We then need to use the AnsibleModule.exit_json
function. This method is the way to return from an Ansible module. These are executed in separate processes and their return values are gathered from stdout. It's certainly a way to do that. In the event of an error, we use the AnsibleModule.fail_json
for the same type of thing, but for failure.
Don't forget the shebang and the thing that launches the function is it's invoked.
Supply connection information
One of the sneaky ways of adding these connections is to include them as a Host in the inventory file:
all:
hosts:
httpbin:
ansible_connection: "httpapi"
ansible_network_os: "lilatomic.api.http"
ansible_host: "httpbin.org"
ansible_port: "443"
ansible_httpapi_use_ssl: true
ansible_connection this must be set to httpapi
, and tells Ansible to select the httpapi
connection plugin.
ansible_network_os this must match the name of your httpapi
plugin.
ansible_host the host subcomponent of the url
ansible_port the port
ansible_httpapi_use_ssl whether to use http or https
I haven't found a way to combine the last 3 parameters. I also haven't found a way to add a start of the URL path component (for example, tomcat-hosted applications are by default hosted at /
).
Delegate tasks to the connection
This is the easiest way of sending the requests to this connection, in my opinion. It's literally just the delegate_to
line:
- name: test
hosts: localhost
gather_facts: false
tasks:
- name: test get
lilatomic.api.http:
path: "/get"
method: "GET"
delegate_to: "httpbin"
- name: test post
lilatomic.api.http:
path: "/post"
method: "POST"
data: "HIHELLO"
delegate_to: "httpbin"
Other features of HttpApi Plugins
The HttpApiBase
base class has several other methods:
- login
- logout
- update_auth
- handle_httperror
The only method which isn't a virtual method is the handle_httperror. Its behaviour is to try to authenticate if a 401 is returned.

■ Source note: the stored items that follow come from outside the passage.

PR #119, opened 2021-02-19
[Feature] create navigation buttons on annotations page

YasheshSavani:
Description:

This PR will create two new buttons Next and Previous on the frame annotations page for users to move around videos without doing annotations.


corneliusboehm (dismissed):
Working well :+1:

corneliusboehm (approved):

PR #120, opened 2021-02-22
Load classifier checkpoint when resuming training

corneliusboehm:
When resuming training from a checkpoint, we were previously only using the trained feature extractor weights, but not the ones for the classifier. This is fixed now.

These methods are also invoked appropriately during the ansible.netcommon.httpapi
sessions.
Tradeoffs
So, there's a lot of implementation stuff. And there's a lot of boilerplate. And it's not even correct.
The interface for libraries like requests
or urllib3
are so much better than this, and don't require any of the machinery to get correct.

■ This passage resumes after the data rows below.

PR #121, opened 2021-02-23
[Feature] Navigation bar with different modules

YasheshSavani:
Description:

This PR will create a navigation bar to access different functionality of project on every page.


tools/sense_studio/annotation.py
```diff
@@ -52,7 +54,7 @@ def show_video_list(project, split, label):
 
     video_list = zip(videos, tagged, list(range(len(videos))))
     return render_template('video_list.html', video_list=video_list, split=split, label=label, path=path,
-                           project=project)
+                           project=project, labels=labels)
```
YasheshSavani, line 57: Thinking of a better name then `labels`.

tools/sense_studio/templates/navigation.html
```diff
@@ -0,0 +1,66 @@
+{% block navigation %}
+    <a href="{{ url_for('project_details', project=project) }}" class="item">Setup Class</a>
```
manikd31, line 2: Can we have something like `Project Overview` instead of `Setup Class`? The latter is a bit unclear. Also, this may be addressed when we have a decent UI design to work with, so it's not a priority.

corneliusboehm:
Haven't looked at the code yet, but here's some feedback on the UI:
- The buttons for Training, Evaluation and Conversion should be disabled and maybe show a tooltip that they will soon be added
- We need to find a uniform naming scheme for all those buttons, because currently it's a mix of verbs and nouns. My suggestion would be `Projects -> Project Details -> Video Recording -> Annotation -> Training -> Testing -> Conversion`
- Projects could also be a dropdown that allows switching to the other projects :thinking:

corneliusboehm:
I did a bit of research on how to pass some information to all templates. It looks like you can use `@app.context_processor` for that or maybe store the data in `flask.session` or `flask.g`: https://flask.palletsprojects.com/en/1.1.x/templating/

YasheshSavani:
> Haven't looked at the code yet, but here's some feedback on the UI:
> 
>     * The buttons for Training, Evaluation and Conversion should be disabled and maybe show a tooltip that they will soon be added. Best would be to even hint at the scripts that you have to run for now.
> 
>     * We need to find a uniform naming scheme for all those buttons, because currently it's a mix of verbs and nouns. My suggestion would be `Projects -> Project Details -> Video Recording -> Annotation -> Training -> Testing -> Conversion`
> 
>     * Projects could also be a dropdown that allows switching to the other projects thinking

we can do project switching, but I think Sunny and Antoine are working on the design so let's wait for that?

sunny-panchal:
> > Haven't looked at the code yet, but here's some feedback on the UI:
> > ```
> > * The buttons for Training, Evaluation and Conversion should be disabled and maybe show a tooltip that they will soon be added. Best would be to even hint at the scripts that you have to run for now.
> > 
> > * We need to find a uniform naming scheme for all those buttons, because currently it's a mix of verbs and nouns. My suggestion would be `Projects -> Project Details -> Video Recording -> Annotation -> Training -> Testing -> Conversion`
> > 
> > * Projects could also be a dropdown that allows switching to the other projects thinking
> > ```
> 
> we can do project switching, but I think Sunny and Antoine are working on the design so let's wait for that?

The design will probably be revised after the next hackathon so for now we can leave the project switching to happen from the page vs as a dropdown.

tools/sense_studio/templates/navigation.html
```diff
@@ -52,13 +52,13 @@
         </div>
     </div>
 </div>
-<a href="#" class="item">Train Model</a>
-<a href="#" class="item">Evaluate Model</a>
+<a href="javascript:void(0)" class="item hashoverpopup" data-content="Coming Soon! Hint: Use train_classifier.py" data-position="bottom left" data-variation="basic">Training</a>
```
YasheshSavani, line 55: Tell me if `data-content` need to be more informative, right now the content is basic hint.

tools/sense_studio/annotation.py
```diff
@@ -53,7 +55,7 @@ def show_video_list(project, split, label):
...
```
corneliusboehm, line 58: Is this still necessary now that we have a context processor?

tools/sense_studio/templates/navigation.html
```diff
@@ -0,0 +1,70 @@
...
+    Video Recording
+    <i class="dropdown icon"></i>
+    <div class="menu">
+        <div class="item">
+            <i class="dropdown icon"></i>
+            Train
+            <div class="menu">
+                {% for label in class_labels  %}
+                    <a href="{{ url_for('video_recording_bp.record_video', project=project, split='train',
+                     label=label) }}" class="item">{{label}}</a>
```
corneliusboehm, line 13: Weird line break. I don't think we have a character limit on html files yet.
And please add spaces around the variable: `{{  label  }}`

tools/sense_studio/sense_studio.py
```diff
@@ -268,5 +268,14 @@ def add_header(r):
     return r
 
 
+@app.context_processor
+def class_labels_processor():
+    def inject_class_labels(project):
+        path = utils.lookup_project_path(project)
+        labels = utils.get_class_labels(path)
+        return labels
+    return dict(inject_class_labels=inject_class_labels)
```
corneliusboehm, line 277: Very interesting :thinking: Reading the example on https://flask.palletsprojects.com/en/1.1.x/templating/#context-processors, we might also have used some global scope to store the current `project` name, but your solution also works. Maybe just add a comment on how this works and is used, so others can understand more easily.

tools/sense_studio/templates/navigation.html
```diff
@@ -0,0 +1,70 @@
...
+            <i class="dropdown icon"></i>
+            Valid
+            <div class="menu">
+                {% for label in class_labels %}
+                    <a href="{{ url_for('video_recording_bp.record_video', project=project, split='valid',
+                     label=label) }}" class="item">{{label}}</a>
+                {% endfor %}
+            </div>
+        </div>
+
```
corneliusboehm, line 27: Weird empty line

corneliusboehm (commented):
Looking good and the solution with the context processor works well :+1: Just a few minor comments left.

tools/sense_studio/templates/video_list.html
```diff
@@ -1,7 +1,11 @@
-{% extends 'skeleton.html' %}
+{% extends 'project_details.html' %}
```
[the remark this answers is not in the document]
YasheshSavani: Sorry, I forgot to update that file at the end

tools/sense_studio/annotation.py
YasheshSavani: Not need, same for this as video_list.html

tools/sense_studio/sense_studio.py
YasheshSavani: sure

tools/sense_studio/templates/project_details.html
```diff
@@ -17,7 +21,7 @@ <h1 class="ui header">
         <i class="file video outline icon"></i>
         Prepare Annotations
     </a>
-    <input type="hidden" id="projectName" value="{{ config.name }}">
+    <input type="hidden" id="projectName" value="{{ project }}">
```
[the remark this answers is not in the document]
YasheshSavani: I'll do that thanks for pointing it out.

tools/sense_studio/sense_studio.py
```diff
@@ -268,12 +268,15 @@ def add_header(r):
     return r
 
 
+# This context processor will inject a method into templates,
+# Which can be invoked like an ordinary method in HTML templates.
+# E.g. check navigation.html: line 1-2
```
corneliusboehm, line 273: This is exactly what a docstring should be used for, i.e. triple quotes below the function signature

corneliusboehm (approved):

There are many other downsides to this approach. The requests happen either in another process or in a module, which is another process. This makes it almost impossible to get trace logging or unexpected errors.

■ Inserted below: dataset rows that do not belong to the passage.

PR #123, opened 2021-02-25
Add unit test for sense/camera.py

yoga-0125:
create tests/test_camera.py for sense/camera.py unit test.


tests/test_camera.py
```diff
@@ -0,0 +1,137 @@
+import unittest
```
sunny-panchal, line 1: Should import in this order (with blank lines after each group and alphabetical ordering within groups): 
```
1. Standard library imports.
2. Related third party imports.
3. Local application/library specific imports.
```
 https://www.python.org/dev/peps/pep-0008/#imports

tests/test_camera.py
```diff
@@ -0,0 +1,137 @@
...
+import sense.camera as camera
+import os
+import cv2
+
+
+class TestGetImage(unittest.TestCase):
+
+    def setUp(self) -> None:
+        cwd = os.getcwd()
+        video_path = os.path.join(cwd, 'tests/resources/test_video.mp4')
```
sunny-panchal, line 12: The paths are used in multiple places and can be set once after the imports as a global variable.

tests/test_camera.py
```diff
@@ -0,0 +1,137 @@
+import unittest
+from unittest.mock import patch
+import sense.camera as camera
+import os
+import cv2
+
+
+class TestGetImage(unittest.TestCase):
```
sunny-panchal, line 8: You can rename this class to `TestVideoSource` and include all the methods in the other classes that are testing `VideoSource` -- all of them use the same `setup()` function. 

The same could then be done with a class for `TestVideoStream` and `TestVideoWriter`

sunny-panchal (commented):
Some initial comments:

tests/test_camera.py
yoga-0125: Thanks, I've updated them.

tests/test_camera.py
yoga-0125: The paths have updated as global variables.

tests/test_camera.py
```diff
@@ -0,0 +1,89 @@
...
+
+
+class TestVideoSource(unittest.TestCase):
+
+    def setUp(self) -> None:
+        self.video = camera.VideoSource(filename=video_path)
+
+    @patch('sense.camera.VideoSource.pad_to_square')
+    def test_get_image(self, mock_pad_to_square):
+        square_img_path = os.path.join(cwd, 'tests/resources/square_SENSE.png')
```
corneliusboehm, line 20: Paths should be system-independent if possible and `os.path.join` is already the right tool for that:
```python
square_img_path = os.path.join(cwd, 'tests', 'resources', 'square_SENSE.png')
```

tests/test_camera.py
```diff
@@ -0,0 +1,89 @@
...
+
+    def test_stop(self):
+        self.stream.stop()
+        self.assertTrue(self.stream._shutdown)
+
+    def test_extract_image(self):
+        img_tuple = self.video.get_image()
+        self.stream.frames.put(img_tuple, False)
+        imgs = self.stream.get_image()
+        assert str(type(imgs[0])) == "<class 'numpy.ndarray'>"
```
corneliusboehm, line 53: Why not directly check for the correct class?
```python
assert type(imgs[0]) == np.ndarray
```

yoga-0125: > Why not directly check for the correct class?
> 
> ```python
> assert type(imgs[0]) == np.ndarray
> ```

update

tests/test_camera.py
```diff
@@ -1,13 +1,13 @@
-import os
 import unittest
 from unittest.mock import patch
 
 import cv2
+import numpy as np
+from pathlib import Path
```
corneliusboehm, line 6: Oh, `pathlib` again. That's still an ongoing discussion, but I'm all for it :grin:

yoga-0125: > pathlib

Thanks for the explanation. Which module is reliable (stable) to use (os.path or pathlib or others)?

corneliusboehm: Both are stable and reliable, but there are other pros and cons to them. It's just an internal discussion and we haven't completely decided yet.

sunny-panchal: Let's stick to `os.path` for now to keep it in line with the rest of the project

tests/test_camera.py
```diff
@@ -0,0 +1,89 @@
+import unittest
+from unittest.mock import patch
+
+import cv2
+import numpy as np
+from pathlib import Path
+
+import sense.camera as camera
+
+video_path = str(Path('tests/resources/test_video.mp4').resolve())
```
sunny-panchal, line 10:
```suggestion
VIDEO_PATH = str(Path('tests/resources/test_video.mp4').resolve())
```
variable name should be all caps when its a global constant

tests/test_camera.py
yoga-0125: Ok

tests/test_camera.py
```diff
@@ -53,3 +57,56 @@ def read(self):
...
+
+
+class TestVideoWriter(unittest.TestCase):
+
+    def setUp(self) -> None:
+        self.output_video_path = os.path.join(os.path.dirname(__file__), 'resources', 'test_writer.mp4')
+        self.videowriter = VideoWriter(path=self.output_video_path, fps=12.0, resolution=(40, 30))
+
+    def test_write(self):
+        input_video_path = VIDEO_PATH
```
sunny-panchal, line 91: This variable is only used once in the line below so rather than assigning it here you can just pass the path in directly

tests/test_camera.py
```diff
@@ -53,3 +57,56 @@ def read(self):
...
+        input_video = cv2.VideoCapture(input_video_path)
+        output_video_path = self.output_video_path
```
sunny-panchal, line 93: Same with this variable. Only using it once below so you could just assign the attribute there directly.

tests/test_camera.py
```diff
@@ -53,3 +57,56 @@ def read(self):
...
+
+        while True:
+            ret, frame = input_video.read()
+            self.videowriter.write(frame)
+            if not ret:
+                break
+
+        input_video.release()
+        self.videowriter.release()
+        output_video = cv2.VideoCapture(output_video_path)
```
sunny-panchal, line 103: To test whether the file is written, you open it with `VideoCapture` then assert that it indeed did. Instead, since `test_video.mp4` is the one being written again without modification, would it make sense to check that both files are the same and something hasn't modified/corrupted it in the process?

sunny-panchal (commented):
Left a few comments; some small changes requested otherwise looks good :+1: 

The files `SENSE.png` and `square_SENSE.png` are unused and can be removed.

tests/test_camera.py
yoga-0125: Thanks, I've removed `input_video_path`

tests/test_camera.py
yoga-0125: Which variable?

sunny-panchal: `output_video_path`

sunny-panchal (approved):
looks good, thanks for the changes :+1:

tests/test_camera.py
```diff
@@ -53,3 +57,61 @@ def read(self):
...
+        self.videowriter.release()
+        output_video = cv2.VideoCapture(self.output_video_path)
+
+        # Check whether new output file is the same as the original
+        while True:
+            ret, frame_in = input_video.read()
+            _, frame_out = output_video.read()
+            if not ret:
+                break
+            assert np.all([frame_in, frame_out])
```
corneliusboehm, line 109: This is not an equality test. It just tests that both arrays are not `None`.

tests/test_camera.py
```diff
@@ -53,3 +57,61 @@ def read(self):
...
+                break
+
+        input_video.release()
+        self.videowriter.release()
+        output_video = cv2.VideoCapture(self.output_video_path)
+
+        # Check whether new output file is the same as the original
+        while True:
+            ret, frame_in = input_video.read()
+            _, frame_out = output_video.read()
```
corneliusboehm, line 106: As you have committed the output video to the resources folder, this test case would also work without any new output video being written. It would be cleaner to not commit the video and always remove it after it has been written in this test case.

tests/test_camera.py
sunny-panchal: Whoops, sorry, that was my mistake--fixing now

You might also write modules which wrap more complicated operations, like creating a user and granting them permissions. This either needs to happen in a module, so your tracebacks are terrible; or in an action plugin invoking the module multiple times, so now we need to either copypaste the invocations or make another layer as a helper method to invoke the method.
And there are at least 4 layers of munging, so if you're trying to figure out why a GET request is being given "Content-Type": "application/x-www-form-urlencoded"
you might be in for a bad time.
So all-in-all, I wouldn't recommend using this method.